Netanjahus größtes Versagen besteht darin, die palästinensische Sache wiederzubeleben und sie wieder in den Mittelpunkt der weltweiten Aufmerksamkeit zu rücken, nachdem er sein ganzes politisches Leben damit verbracht hatte, sie zu begraben. Egal, über wie viele Machtinstrumente Israel verfügt, angesichts der globalen moralischen und intellektuellen Revolution ist es machtlos geworden…

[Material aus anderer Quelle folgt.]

PR #62, opened 2022-06-25
W3 signer token

ice-breaker-tg:
Extends options for the signer service and the SIGV4 to allow passing the security token generated when a temp IAM is used instead of a user based one.

### DIFF
--- a/w3/sigv4/src/index.js
+++ b/w3/sigv4/src/index.js
@@ -6,7 +6,7 @@ export class SigV4 {
   /**
    * @param {import('./types').SigV4Options} options
    */
-  constructor({ accessKeyId, secretAccessKey, region, cache, securityToken }) {
+  constructor({ accessKeyId, secretAccessKey, region, cache, sessionToken }) {
     this.accessKeyId = accessKeyId
     this.secretAccessKey = secretAccessKey
     /** @type {string} */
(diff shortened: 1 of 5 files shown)


Gozala:
@hugomrdias I don't know why this is still failing, it should be fixed by #67 and it is on my device. I suspect there is some caching happening and new changes in target branch aren't picked up on reruns.

Gozala:
@ice-breaker-tg do you mind doing `git fetch && git merge origin/main && git push` which I believe should fix the failing test. Since pr is from your fork, I'm unable to add any commits here.

ice-breaker-tg:
> @ice-breaker-tg do you mind doing `git fetch && git merge origin/main && git push` which I believe should fix the failing test. Since pr is from your fork, I'm unable to add any commits here.

Did this, ran tests locally and they all passed so hopefully should be good.
Let me know if there is anything else.

w3/sigv4/src/index.js
```diff
@@ -55,6 +56,9 @@ export class SigV4 {
       this.accessKeyId + '/' + this.credentialString
     )
     params.set('X-Amz-SignedHeaders', this.signedHeaders)
+    if (this.securityToken) {
+      params.set('x-amz-security-token', this.securityToken)
```
hugomrdias, line 60:
```suggestion
      params.set('X-Amz-Security-Token', this.securityToken)
```

hugomrdias (changes requested):
Can you please change the param name to `sessionToken` to keep it the same as the s3 sdk ?

hugomrdias (approved):

PR #63, opened 2022-06-26
Fix/cross platform paths

the-simian:
This will break on some operating systems that will not be named so their feelings don't get hurt. the `path` module smooths out inconsistencies like slash direction.


the-simian:
wrong branch.

PR #64, opened 2022-06-26
fix: make paths work on every platform

the-simian:
This will break on some operating systems that will not be named so their feelings don't get hurt. the `path` module smooths out inconsistencies like slash direction.

### DIFF
--- a/w3/cli/src/main.js
+++ b/w3/cli/src/main.js
@@ -16,6 +16,7 @@ import * as Service from 'w3-store'
 import * as CAR from '@ucanto/transport/car'
 import * as FS from 'node:fs/promises'
 import fetch from '@web-std/fetch'
+import path from 'path'
 
 const cli = Soly.createCLI('w3-cli')
 cli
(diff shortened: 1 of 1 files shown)


w3/cli/src/main.js
```diff
@@ -16,6 +16,7 @@ import * as Service from 'w3-store'
 import * as CAR from '@ucanto/transport/car'
 import * as FS from 'node:fs/promises'
 import fetch from '@web-std/fetch'
+import path from 'path'
```
Gozala, line 19:
```suggestion
import path from 'path'
import { pathToFileURL } from 'url'
```

w3/cli/src/main.js
```diff
@@ -361,10 +362,9 @@ const connect = ({
 
 /**
  *
- * @param {string} path
+ * @param {string} relativeFilepath
  */
 
-const resolveURL = (path) =>
-  new URL(path, new URL(`${process.cwd()}`, import.meta.url).href + '/')
+const resolveURL = (relativeFilepath) => path.resolve(`${process.cwd()}`, relativeFilepath)
```
Gozala, line 368:
```suggestion
const resolveURL = (relativeFilepath) =>
  pathToFileURL(path.resolve(process.cwd(), relativeFilepath))
```

Gozala (approved):
Thank you for the fix!

PR #74, opened 2022-07-04
Fix/cross platform urls

the-simian:
Not sure why, there was still a lingering issue with this url resolver for me, but this fixes it.
The main change is removing "pathToFileURL" which produced the error:
```sh
TypeError [ERR_INVALID_URL]: Invalid URL
    at new NodeError (node:internal/errors:371:5)
    at onParseError (node:internal/url:552:9)
    at parse (<anonymous>)
    at new URL (node:internal/url:628:5)
``` 
~~path.resolve by itself seems to work ok~~

It needs to be a URL type for your typing

### DIFF
--- a/w3/cli/src/main.js
+++ b/w3/cli/src/main.js
@@ -17,6 +17,7 @@ import * as CAR from '@ucanto/transport/car'
 import * as FS from 'node:fs/promises'
 import fetch from '@web-std/fetch'
 import path from 'path'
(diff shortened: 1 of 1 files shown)


the-simian:
ok , actually can close this, turns out that what is on npm just doesn't have this fix. I assumed it did so I 'fixed' it and aside from indicating the return type, I've unlocked achievement: fixed the same bug twice in the exact same way.

PR #77, opened 2022-07-11
Pass service DID to accounting

Gozala:
In our last sync call it was decided that we want to track service DID (which is either one for nft.storage or web3.storage) in our accounting. This pull request:

1. Amends `Accounting` to add additional `service` parameter to all methods.
2. Updates `store/*` service implementation so it passes invocation audience DID into `service` parameter.
3. Updates reference implementation and tests accordingly.

@ice-breaker-tg we would need to update actual `Accounting` provider implementation as well, but unlike ref implementation we probably should separate columns for `service` and `group` fields instead of combining combining them together.

@mikeal @hugomrdias tagging you here as well because right now we aren't passing `service` info into `identity/resolve` and we may want such thing if two diverge into separate entities.

### DIFF
--- a/w3/store/src/accounting/lib.js
+++ b/w3/store/src/accounting/lib.js
@@ -1,25 +1,27 @@
 import * as API from '../type.js'
 
 /**
+ * @typdef {[service:DID, group:DID, car:DID, proof:API.Accounting.Link, ]} Table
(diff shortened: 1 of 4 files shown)


Gozala:
@ice-breaker-tg can you please take over this ? I think it's done, but I probably requires some changes on your end so it would be easier for you to just land when it's best.

PR #79, opened 2022-07-27
Pick from access

hugomrdias:


packages/server/src/server.js
```diff
@@ -199,6 +214,32 @@ class HandlerExecutionError extends Error {
...
+    super()
+    /** @type {true} */
+    this.error = true
+    this.caps = caps
+  }
+  get name() {
+    return 'InvocationCapabilityError'
+  }
+  get message() {
+    return `Invocation is required to have one single capability.`
```
Gozala, line 231:
```suggestion
    return `Invocation is required to have a single capability.`
```

packages/server/test/handler.spec.js
```diff
@@ -157,3 +157,53 @@ test('checks service id', async () => {
...
+    can: 'identity/register',
+    with: 'mailto:bob@web.mail',
+  })
+
+  const result = await invocation.execute(client)
+
+  assert.containSubset(result, {
+    error: true,
+    name: 'InvocationCapabilityError',
+    message: 'Invocation is required to have one single capability.',
```
Gozala, line 203:
```suggestion
    message: 'Invocation is required to have a single capability.',
```

packages/core/src/delegation.js
```diff
@@ -121,6 +121,28 @@ export class Delegation {
   get facts() {
     return this.data.facts
   }
+
+  /**
+   * Iterate over the proofs
+   *
+   * @returns {IterableIterator<API.Delegation>}
+   */
+  iterate() {
```
Gozala, line 130: I don't see this been used anywhere but a it's own test, which makes me wonder if we really need it. I'm just hesitant to increasing API surface as it's a lot hard to remove things in the future. Unless we really need it I'd much rather leave this out and maybe export static `iterate` below instead. IMO method only useful if different implementations can have different logic in them, here I can't imagine different implementation of `API.Delegation` that would not work with static `iterate`.

Gozala (approved):
Looks good to me! Suggested few changes but I leave it up to you whether you want to merge as is or address them.

packages/core/src/delegation.js
hugomrdias: i use it in w3access, IMO is nicer to have it in the instance we are working with already than to import another method. the static function is still there for any other use or implementation.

Es besteht kein Zweifel daran, dass wir nicht das Ende des Palästina-Konflikts erleben, sondern den Beginn einer neuen Phase dieses blutigen Kolonialkonflikts, der seit über 120 Jahren andauert. Die Ergebnisse der Scharm-el-Scheich-Konferenz – oder vielmehr ihre Farce – bestätigten, dass es sich nicht um ein Ende von Krieg, Expansion und Hegemonie handelte, sondern vielmehr um eine Neuordnung ihrer Instrumente und Ziele. Israel hat seine Angriffe auf bestimmte Orte im Gazastreifen unter dem gleichen, an Glaubwürdigkeit verlorenen Vorwand der „Sicherheit“ wieder aufgenommen. Unterdessen hat der Kaiser des Völkermords, Donald Trump, das Selbstbestimmungsrecht des palästinensischen Volkes mit keinem Wort erwähnt. Das bedeutet, dass die Araber erneut mit einem endlosen politischen oder unpolitischen Prozess rund um die „Lösung“ beschäftigt sind. Folglich stehen das palästinensische Volk und seine nationalen Eliten vor einem neuen Labyrinth, das jedoch eine günstige Gelegenheit bieten könnte, das Gleichgewicht wiederherzustellen und den richtigen Weg einzuschlagen.
Das Waffenstillstandsabkommen ist weder das Ende der Auslöschungsstrategie noch eine Revolution im zionistischen Denken. Vielmehr markiert es den Abschluss eines zwei Jahre andauernden Kapitels völkermörderischer Barbarei und ebnet den Weg für eine neue Phase langsamer, weniger turbulenter Auslöschung. Diese Auslöschung wird nicht unbedingt physischer oder kollektiver Natur sein, da das amerikanische Imperium und seine Verbündeten erkannt haben, dass die mörderische Bande, die Israel regiert, zu einer Belastung für den Plan geworden ist, ihren Einfluss von außen wiederherzustellen. Daher wird der Schwerpunkt auf der politischen Auslöschung und der gezielten Verfolgung von Anführern und Aktivisten liegen. Die größte Herausforderung für das völkermörderische Regime bleibt jedoch die Antwort auf die globale antikoloniale Bewegung und die Entscheidungen internationaler Gerichte, die begonnen haben, Israel moralisch und rechtlich zu bedrängen.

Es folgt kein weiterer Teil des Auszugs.